而在房间里,然俪趴在第三张床上却也经历了一场天人交战。

        从一开始,屏风的和纸在灯光下泛着淡淡的米黄色,隐约透出隔壁李然的影子。

        那影子起初很平静——宽阔的肩背、放松的腰线,像平时爸爸在家里躺着时一样。

        可渐渐地,她察觉到了不对劲。

        起初只是细微的改变:爸爸的影子肩膀忽然绷紧了一下,像被什么东西突然抓住;然后是腰部微微弓起,又迅速压回去,像在强忍着什么;再后来,臀部的轮廓开始轻微前后晃动,不是按摩师正常推拿的节奏,而是那种……带着隐秘节奏的、克制的颤动。

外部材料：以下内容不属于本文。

PR #183, opened 2020-03-11
Updated Windows.md (source for installers, arguments for cmake, VS 2019 as default, CMake 3.16+ recommended)

stefanspringer1:


docs/Windows.md
```diff
@@ -31,10 +31,10 @@ The installation instructions that follow will result in a directory tree that h
...
 2. Choose `Pipelines` > `Pipelines` from the left of the dashboard.
-3. Choose 'Runs'.
-4. Use the filter symbol to search for "VS2017".
-5. In the results list, scroll down until you see the first successful build (with a green OK symbol) that does not have "facebook" in the description and click on it.
-6. Under "Artifacts", click on the "... published" link.
+3. Use the filter symbol to search for "VS2019".
+4. Click on the appropriate pipeline (e.g. `VS2019`).
+5. The list of the runs will be displayed, scroll down until you see the first successful build (with a green OK symbol) and click on it.
+6. Click the link under "Artifacts:".
 7. Download windows-toolchain-amd64.msi, windows-sdk.msi, and windows-runtime-amd64.msi by clicking on the appropriate down-arrows on the right. Be sure to really download these files from the same build (i.e. do not switch the build for the next download, and be careful when updating). These files will be downloaded as zip files. Unless they are not automatically unzipped during the download process, unzip them to obtain \*.msi files in the extracted directories.
```
compnerd: I think you’re in a better position than I to judge this: should this just be changed to use the swift-build utility to download instead?

At the very least we should clear up the fact that a failure isn’t always a failure - the VS2019 builds Android too, and that a couple of tests are flakey (like in libdispatch and foundation).  Let’s clear it up to indicate that those are safe to use.

docs/Windows.md
```diff
@@ -61,7 +61,19 @@ You will need the ICU libraries from [ICU - International Components for Unicode
 
 #### Building Swift code
 
-You should use a CMake project to build a Swift program. An example CMake project with support for mixed-language support is available at [https://github.com/compnerd/swift-cmake-demo](https://github.com/compnerd/swift-cmake-demo), sample commands that build the project are documented there. The make commands are to be executed from the Native Tools Command Prompt. Note that the cmake executable to be used is the one mentioned above. (Try `cmake -version` to see which CMake version is actually being called.)
+You should use a CMake project to build a Swift program. As an example CMake project use the "HelloWorld-CMake" example from [https://github.com/compnerd/swift-cmake-demo](https://github.com/compnerd/swift-cmake-demo) and use the following commands from within the project directory to build the project for Windows:
+
+```cmd
```
compnerd: The library is part of the install, so perhaps the installation_dir should be C:?

docs/Windows.md
```diff
@@ -61,7 +61,19 @@ You will need the ICU libraries from [ICU - International Components for Unicode
...
+SET INSTALLATION_DIR=C:\Library
+SET SDK=%INSTALLATION_DIR%\Developer\Platforms\Windows.platform\Developer\SDKs\Windows.sdk
+SET OS=windows
+cmake -G Ninja -B build -DCMAKE_BUILD_TYPE=RelWithDebInfo -DBUILD_TESTING=YES -D CMAKE_Swift_FLAGS="-sdk %SDK% -I %SDK%/usr/lib/swift -L %SDK%/usr/lib/swift/%OS%"
+cd build
+ninja
+ninja test
+```
+
+Here, the variables INSTALLATION_DIR, SDK, and OS are just added for clarity of the subsequent command (as used here, they they should not contain spaces). Execute these commands from the Native Tools Command Prompt (or set needed paths before executing). Note that the cmake executable to be used is the one mentioned above. (Try `cmake -version` to see which CMake version is actually being called.)
```
compnerd: I think that we should be resilient to spaces in the path.  If that causes problems we should address them.

docs/Windows.md
```diff
@@ -53,7 +53,7 @@ The installation of the Swift Runtime adds the following value to the system PAT
 
 #### Further requirements: CMake
 
-On Windows, the most convenient setup for building Swift projects currently involves the use of CMake. This requires CMake 3.15+ for Swift support. You can download CMake from [https://cmake.org](https://cmake.org/).
+On Windows, the most convenient setup for building Swift projects currently involves the use of CMake. This requires CMake 3.15+ for Swift support. CMake 3.16+ is recommended. You can download CMake from [https://cmake.org](https://cmake.org/).
```
compnerd: Good call, 3.16 is nearly a requirement for sanity.  The compiler changes to the parallel compile make 3.15 painful.

docs/Windows.md
stefanspringer1: I will have a look at the swift-build utility, maybe add a 2nd possibility in the description, we should first make the current description work.

docs/Windows.md
stefanspringer1: Done.

docs/Windows.md
stefanspringer1: Using the Windows command prompt here and using CMAKE_Swift_FLAGS with some parameters for the Swift compiler poses a problem when using spaces, and I have not been able to resolve that. The problem does not exist when you use a tool (editor, IDE) where you specify each argument separately:

~~~
"cmake",
...
"-D",
"CMAKE_Swift_FLAGS=-sdk \"" + SDK + "\" -I \"" + SDK + "/usr/lib/swift\" -L \"" + SDK + "/usr/lib/swift/" + OS + "\""
~~~

That works. So maybe we should just leave the command line as it is, I added "...better use a tool where you can define each argument to cmake separately" in the description. (We could make a little program that does that, but maybe this goes too far.)

stefanspringer1: New text changed to "...better use a tool where you can define each argument to cmake separately and then put the paths inside the CMAKE_Swift_FLAGS argument in quotes".

stefanspringer1: ...and added "...instead of the outer quotes".

stefanspringer1: ... "...each path...", not "...the paths...".

stefanspringer1: Oh oh... Incomplete testing in my side. "Should" have worked, but:

~~~
Parameters:
cmake
C:\WITH SPACES IT IS\Library\HelloWorld-CMake
-G
Ninja
-B
C:\WITH SPACES IT IS\Library\HelloWorld-CMake/build
-DCMAKE_BUILD_TYPE=RelWithDebInfo
-DBUILD_TESTING=YES
-D
CMAKE_Swift_FLAGS=-sdk "C:\WITH SPACES IT IS\Library\Developer\Platforms\Windows.platform\Developer\SDKs\Windows.sdk" -I "C:\WITH SPACES IT IS\Library\Developer\Platforms\Windows.platform\Developer\SDKs\Windows.sdk/usr/lib/swift" -L "C:\WITH SPACES IT IS\Library\Developer\Platforms\Windows.platform\Developer\SDKs\Windows.sdk/usr/lib/swift/windows"
~~

Error:

~~~
CMake Error: The source directory "C:/WITH SPACES IT IS/Library/IS/Library/Developer/Platforms/Windows.platform/Developer/SDKs/Windows.sdk/usr/lib/swift/windows" does not exist.
~~~

Hmm. This path is complete nonsense.

stefanspringer1: ...Using single quotes instead helps a little (CMAKE_Swift_FLAGS=-sdk 'C:\...), but then the compiler test fails:

~~~
 The Swift compiler

    "C:/WITH SPACES IT IS/Library/Developer/Toolchains/unknown-Asserts-development.xctoolchain/usr/bin/swiftc.exe"

  is not able to compile a simple test program.

...

<unknown>:0: error: no such file or directory: 'SPACES'
    <unknown>:0: error: no such file or directory: 'IT'
    <unknown>:0: error: no such file or directory: 'IS\Library\Developer\Platforms\Windows.platform\Developer\SDKs\Windows.sdk''
    <unknown>:0: error: no such file or directory: 'SPACES'
    <unknown>:0: error: no such file or directory: 'IT'
~~~

stefanspringer1: ...So changed text again to "...they should not contain spaces". I think we should publish it as it is, the space thing is a separate issue – it should be resolved, but the current changes to the Windows.md should not be hold back.

compnerd: I think that you need to use the correct escape character: ^ not \ like Unix.

compnerd:
What do you think of splitting this up?  Let’s split out the bits not related to building and get those merged while we work on improving the build instructions.

docs/Windows.md
compnerd: Okay, doing that as a follow up is fine.

compnerd:
Okay, since you think its better to merge this in this state, I don't think that its really that terrible to do that, lets get this merged and we can iterate on improving it further.

PR #184, opened 2020-03-25
caches: add `lldb-python-scripts`

compnerd:
This adds a missing component to the packaged tarball for the toolchain.


compnerd:
CC: @mikkeyboi - this at least builds it - need to get that into the installers still

PR #188, opened 2020-03-31
Use correct property name in PATH setter

wjk:
Without this change, the value added to the PATH will not be property rooted (i.e. it is missing the "C:" part at the beginning). This prevents the computer from finding either `swiftc.exe` or the Swift runtime binaries, making the files installed by these packages rather useless. Manually fixing the PATH using System Properties will work, but I wouldn’t recommend it as then the uninstaller will be unable to correctly remove the problematic entries (as the exact values it searches for will no longer exist).

I ran into this problem after installing the 5.2 compile release from this repo, and trying to compile the HelloWorld example project in swift-build-examples. I am not 100% positive that this is the correct fix, because I don’t (yet) know how to build the installers from scratch myself, but I’m pretty certain that these changes are correct. Thanks!

### DIFF
--- a/wix/windows-runtime.wxs
+++ b/wix/windows-runtime.wxs
@@ -94,7 +94,7 @@
 
     <DirectoryRef Id="TARGETDIR">
       <Component Id="ENV_VARS" Guid="879f2029-84e0-4c64-9595-c11c499ff340">
-        <Environment Id="PATH" Action="set" Name="PATH" Part="last" Permanent="no" System="yes" Value="[INSTALLDIR]\Library\Swift-development\bin" />
+        <Environment Id="PATH" Action="set" Name="PATH" Part="last" Permanent="no" System="yes" Value="[TARGETDIR]\Library\Swift-development\bin" />
       </Component>
     </DirectoryRef>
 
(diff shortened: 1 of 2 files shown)


compnerd:
Thanks @wjk!

compnerd:
Interesting that no one else has reported this and the installer works fine for me?  In any case, I've merged it for now (as I didn't realize that you hadn't tested it).

Building the installer is pretty much just extracting the large zip file of the toolchain (toolchain-windows-x64) and you can use `msbuild` with the parameters for the paths.  https://github.com/compnerd/swift-build/blob/master/wix/windows-toolchain.wixproj actually is a MSBuild file, you should be able to specify `TOOLCHAIN_ROOT` to give the root.  https://github.com/compnerd/swift-build/blob/master/.ci/templates/toolchain-msi.yml would be a good reference for the MSI build for the toolchain.

I think something along the lines of:
```
msbuild windows-toolchain.wixproj -p:OutputPath=S:\BinaryCache\msi -p:IntermediateOutputPath=S:\BinaryCache\msi\toolchain -p:TOOLCHAIN_ROOT=%USERPROFILE%\Downloads\windows-toolchain-x64\Library\Developer\Toolchains\unknown-Asserts-development.xctoolchain
```

compnerd:
Doing an experimental build at https://dev.azure.com/compnerd/swift-build/_build/results?buildId=29223&view=results ... this is for master, but should validate if the changes are good.

compnerd:
@wjk sorry, I had to revert the change.  The issue is that `TARGETDIR` is initialized the disk with the most free space, which is not the same as the install location.  This results in the paths actually being incorrect.

PR #190, opened 2020-03-31
install: prefix paths with the volume

compnerd:
Adjust the path to include the volume name as pointed out by @wjk.


compnerd:
CC: @wjk
Lets see if this works

compnerd:
Locally verified with this version that it adds the volume label to the path as well.  Going to do a build on CI as well.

        影子里的手臂抓紧床单,指节的轮廓在纸屏风上清晰可见,像在死死忍耐。

        然俪的心猛地一沉。

        她不是傻子。

        从小被李然调教到现在,她对爸爸的身体太熟悉了——每一次呼吸的起伏、每一次肌肉的轻微抽动、每一次下身影子忽然变长的弧度,她都能一眼认出那是爸爸在忍耐高潮边缘的征兆。

        (爸爸……爸爸在……被别人……)

        她的脸瞬间烧起来,指尖掐进床单里,指甲几乎嵌入棉布。

        技师还在她背上按摩,手法专业而温柔,按着肩胛骨的穴位往下推,可然俪已经完全听不见了。